Let $s<n$ and $A$ an $s \times n$ matrix with entries in the field $F$.
Use theorem 4(not its proof) to show that there is a non-zero $X$ in
$F^{n \times 1}$ such that $AX=0$.
Theorem 4:
Let $V$ be a vector space which is spanned by a finite set of vectors $a_{1},a_{2},\ldots,a_{n}$. Then any independent set of vectors in $V$
is finite and contains no more than $n$ elements.
The problem is straightforward, I think, $AX=0$ denotes a system that is equivalent to a system denoted by $BX=0$, where $B$ is exactly as $A$ except that it has $s-n$ zero rows at the bottom. $B$'s RREF has at least one zero row at the bottom and as a consequence at least one variable will be free.
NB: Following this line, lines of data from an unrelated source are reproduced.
PR #12955, opened 2026-06-23
fix(terminal): DCH (CSI Pn P) must not erase cells before the cursor …

### LINKED ISSUE #12820: DCH (CSI Pn P) erases characters before the cursor when count exceeds cells to end-of-line
### Describe the bug

The DCH (Delete Character, `CSI Pn P`) handler erases characters **before** the cursor when `Pn` is larger than the number of cells remaining from the cursor to the end of the line. DCH must only delete the character under the cursor and those to its right (shifting the remainder left); cells before the cursor must never be touched.

### To reproduce

Deterministic repro (pure grid logic, 5-column row, ASCII only):

1. Write `abcde` (fills columns 0–4).
2. Move the cursor to column 3 (`CSI 4 G`).
3. Emit DCH with a count larger than the cells remaining: `ESC [ 10 P` (10 > the 2 cells from the cursor to end-of-line).

From a shell, output like `printf 'abcde\r\033[3C\033[10P'` exercises the same path. Any TUI / line editor that emits DCH with a large count near end-of-line can hit it.

Unit-level repro against the grid handler:

```rust
let mut grid = GridHandler::new_for_test(1, 5);
for c in "abcde".chars() { grid.input(c); }
grid.goto(VisibleRow(0), 3);
grid.delete_chars(10); // count (10) >> remaining (cols 5 - col 3 = 2)
assert_eq!(grid.grid_storage()[VisibleRow(0)][0].c, 'a'); // FAILS: got '\0'
```

### Expected behavior

Columns 0–2 keep `abc`; columns 3–4 become blank.

### Actual behavior

The **entire row** is cleared — `abc` (before the cursor) is destroyed:

```
  left: '\0'
 right: 'a'
```

`app/src/terminal/model/grid/ansi_handler.rs`, `fn delete_chars`:

- `let count = min(count, cols);` clamps to the full row width instead of the cells remaining from the cursor (`cols - cursor_col`).
- The trailing clear `let end = cols - count;` then falls **before** `start` when `count > cols - start`, so `row[end..]` wipes cells left of the cursor.

The sibling `insert_blank` already clamps correctly with `min(count, self.columns() - cursor.point.col)`. The fix is the same shape: `min(count, cols - start)`.

### Environment

- Platform-independent (pure terminal grid logic). Reproduced on macOS, warp `master`.
- Severity: screen content corruption / data loss (not a panic — the swap-loop indices stay in bounds).
- Regression: present as long as the current `delete_chars` clamp has been in place.
- Only affects Warp.

I've traced the root cause and have a minimal fix (`min(count, cols - start)`) plus a regression test ready locally — happy to open a PR if this is accepted.

maxmilian:
Closes #12820

GridHandler::delete_chars clamped the delete count to the full row width (min(count, cols)) instead of the cells remaining from the cursor. When the count exceeds those cells, the trailing clear (end = cols - count) falls before the cursor and wipes characters to its left -- full-line content loss. Clamp to min(count, cols - start), mirroring insert_blank's existing clamp.

Adds grid::tests regression coverage: large-count, in-bounds left-shift, and exact-remaining-count cases.

## Linked Issue

## Testing

### Screenshots / Videos

Recorded in a local OSS build (`./script/run`). The terminal prints 8 chars `PRESERVE`, leaving the cursor just past them, then emits `DCH` (`CSI 200 P`) with a count far larger than the cells remaining to end-of-line:

- **Before** (master): the trailing clear `end = cols - count` lands *left* of the cursor, so `PRESERVE` (text before the cursor) is wrongly erased and the line goes blank.
- **After** (this PR): clamping to `cols - start` keeps the clear at/after the cursor, so `PRESERVE` survives.

https://github.com/user-attachments/assets/4e0b4b65-916e-45e1-b9f4-685136c1349f

## Agent Mode

### DIFF
--- a/app/src/terminal/model/grid/ansi_handler.rs
+++ b/app/src/terminal/model/grid/ansi_handler.rs
@@ -679,10 +679,14 @@ impl ansi::Handler for GridHandler {
         let cursor = &self.grid.cursor();
         let bg = cursor.template.bg;
 
-        // Ensure deleting within terminal bounds.
-        let count = min(count, cols);
-
         let start = cursor.point.col;
+        // Clamp to the cells from the cursor to end-of-line, not the full row
+        // width. Otherwise `end = cols - count` (below) can fall *before*
+        // `start` when `count` exceeds the cells remaining, and the trailing
+        // clear then wipes cells before the cursor (#12820). Mirrors the clamp
+        // `insert_blank` already uses: `min(count, columns - cursor col)`.
+        let count = min(count, cols - start);
+
         let end = min(start + count, cols - 1);
         let num_cells = cols - end;
 
--- a/app/src/terminal/model/grid/tests.rs
+++ b/app/src/terminal/model/grid/tests.rs
@@ -1299,3 +1299,53 @@ fn wrap_cell(c: char) -> Cell {
     cell.flags.insert(Flags::WRAPLINE);
     cell
 }
+
+// DCH (CSI Pn P) with a count larger than the cells remaining from the cursor
+// to end-of-line must only blank the tail; it must never erase characters
+// before the cursor (#12820).
+#[test]
+fn delete_chars_large_count_keeps_text_before_cursor() {
+    let mut grid = GridHandler::new_for_test_with_scroll_limit(1, 5, 2);
+    grid.input_at_cursor("abcde");
+    grid.goto(VisibleRow(0), 3);
+    grid.delete_chars(10); // 10 >> the 2 cells from col 3 to end-of-line
+
+    let row = grid.row(0).unwrap();
+    assert_eq!(row[0], cell('a'));
+    assert_eq!(row[1], cell('b'));
+    assert_eq!(row[2], cell('c'));
+    assert_eq!(row[3], Cell::default());
+    assert_eq!(row[4], Cell::default());
+}
+
+// DCH within bounds shifts the trailing cells left and blanks the freed tail.
+#[test]
+fn delete_chars_shifts_trailing_cells_left() {
+    let mut grid = GridHandler::new_for_test_with_scroll_limit(1, 5, 2);
+    grid.input_at_cursor("abcde");
+    grid.goto(VisibleRow(0), 1);
+    grid.delete_chars(2); // delete 'b','c'; 'd','e' shift left
+
+    let row = grid.row(0).unwrap();
+    assert_eq!(row[0], cell('a'));
+    assert_eq!(row[1], cell('d'));
+    assert_eq!(row[2], cell('e'));
+    assert_eq!(row[3], Cell::default());
+    assert_eq!(row[4], Cell::default());
+}
+
+// DCH count exactly equal to the cells remaining clears them with no shift.
+#[test]
+fn delete_chars_count_equals_remaining() {
+    let mut grid = GridHandler::new_for_test_with_scroll_limit(1, 5, 2);
+    grid.input_at_cursor("abcde");
+    grid.goto(VisibleRow(0), 3);
+    grid.delete_chars(2); // delete 'd','e' (exactly the cells to end-of-line)
+
+    let row = grid.row(0).unwrap();
+    assert_eq!(row[0], cell('a'));
+    assert_eq!(row[1], cell('b'));
+    assert_eq!(row[2], cell('c'));
+    assert_eq!(row[3], Cell::default());
+    assert_eq!(row[4], Cell::default());
+}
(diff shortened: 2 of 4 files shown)


app/src/terminal/model/grid/ansi_handler.rs
```diff
@@ -670,10 +670,14 @@ impl ansi::Handler for GridHandler {
...
         let start = cursor.point.col;
+        // Clamp to the cells from the cursor to end-of-line, not the full row
+        // width. Otherwise `end = cols - count` (below) can fall *before*
+        // `start` when `count` exceeds the cells remaining, and the trailing
+        // clear then wipes cells before the cursor (#12820). Mirrors the clamp
+        // `insert_blank` already uses: `min(count, columns - cursor col)`.
+        let count = min(count, cols - start);
+
         let end = min(start + count, cols - 1);
         let num_cells = cols - end;
```
vorporeal, line 691: this also feels wrong to me - shouldn't `num_cells` be the difference between `start` and `end`?

maxmilian: Good question — I dug into this and I don't think `num_cells` is the count of deleted cells; it's the length of the **surviving tail that gets shifted left** into the gap, which is `cols - end`, not `end - start`.

The op runs in two phases:

1. **Shift left**: `for offset in 0..num_cells { row.swap(start + offset, end + offset) }` moves the cells in `[end, cols)` (everything after the deleted run) down to `[start, ..)`. The number of cells to move is exactly `cols - end` = `num_cells`.
2. **Blank the freed tail**: the later `let end = cols - count; row[end..]` clears the `count` cells at the end of the row.

So `end - start` (≈ `count`) is the number of *deleted* cells, handled in phase 2; `cols - end` is the number of *surviving* cells that slide left, which is what `num_cells` drives in phase 1. They're different quantities.

Quick trace, `cols=5`, row `abcde`, cursor at col 1, `delete_chars(2)`:
- `start=1`, `count=2`, `end=min(3,4)=3`, `num_cells=5-3=2`
- shift: `swap(1,3)`, `swap(2,4)` → `a d e _ _`
- blank tail: `end=cols-count=3`, clear `[3,5)` → `a d e _ _` ✓

That's the `delete_chars_shifts_trailing_cells_left` test. If `num_cells` were `end - start` the shift loop would move the wrong number of cells and corrupt the row.

Worth noting these two lines (`end`/`num_cells`) are pre-existing — this PR only tightens the `count` clamp from `min(count, cols)` to `min(count, cols - start)` so the trailing clear can't reach before the cursor (#12820). Happy to add a comment documenting the two-phase invariant if that'd help readability.

maxmilian:
Nudging this one — it's been quiet since 06-29 and I think it's waiting on a single yes/no from a reviewer.

**Recapping where the one open thread stands.** @vorporeal asked whether `num_cells` should be `end - start`. Two things worth separating:

1. **That line isn't part of this PR.** `let num_cells = cols - end;` is pre-existing — it's on `origin/master` today at `app/src/terminal/model/grid/ansi_handler.rs:687`. My diff to that file is 4 lines: replacing `min(count, cols)` with `min(count, cols - start)` plus the comment explaining why.

2. **And `cols - end` is correct for what it does.** It's the length of the *surviving tail that gets shifted left*, not the count of deleted cells:
   - phase 1, `for offset in 0..num_cells { row.swap(start + offset, end + offset) }` moves `[end, cols)` down to `[start, ..)` — that's `cols - end` cells
   - phase 2 blanks the freed tail via `row[cols - count..]` — that's where the `count` deleted cells are handled

   So `end - start` (≈ `count`) is the deleted count and it *is* used, just in phase 2. Naming it `num_cells` is admittedly opaque; happy to rename it to `tail_len` (or add a one-line comment) in a follow-up if you'd like, but I'd rather not touch unrelated pre-existing lines inside a regression fix.

**The actual change is the clamp.** Without it, `end = cols - count` can land *before* the cursor when `count` exceeds the cells remaining, and the trailing clear then wipes text to the left of the cursor — #12820. The clamp mirrors what `insert_blank` already does (`min(count, columns - cursor col)`), so DCH and ICH now agree. `tests.rs` covers the over-large count case red-then-green.

Nothing blocking on my side — if the `num_cells` naming is the only reservation, I'm happy to take it either way. Would just like to avoid it aging out.

maxmilian:
Rebased onto latest `master` (`2b4a66f`) — this branch had drifted furthest of my open PRs, 731 commits behind. Clean rebase, diff unchanged (2 files, +57/−3), `rustfmt --edition 2024 --check` clean, and all upstream symbols the patch consumes still resolve on the new base.

No change in substance; the DCH clamp and its regression test are exactly as reviewed. Flagging only so the head is current whenever this reaches the review queue.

How to solve this using theorem 4?
Best Answer
Note that the columns of the $s\times n$ matrix $A$ resides in $\mathbb{F}^s$. By theorem $4$, it follows that the set of columns of $A$ is linearly dependent (why?). Therefore there is some non-trivial linear combination of the columns, which I denote with $\mathbf{a}_i$, which sum to $\mathbf{0}$, i.e. $$c_1\mathbf{a}_1 + \cdots + c_n\mathbf{a}_n = \mathbf{0}$$ for $c_i\in\mathbb{F}$. It follows that we must have $$A\mathbf{c} = \mathbf{0}$$ where $\mathbf{c}=\begin{pmatrix}c_1 & c_2 & \cdots & c_n\end{pmatrix}^\mathrm{T}$.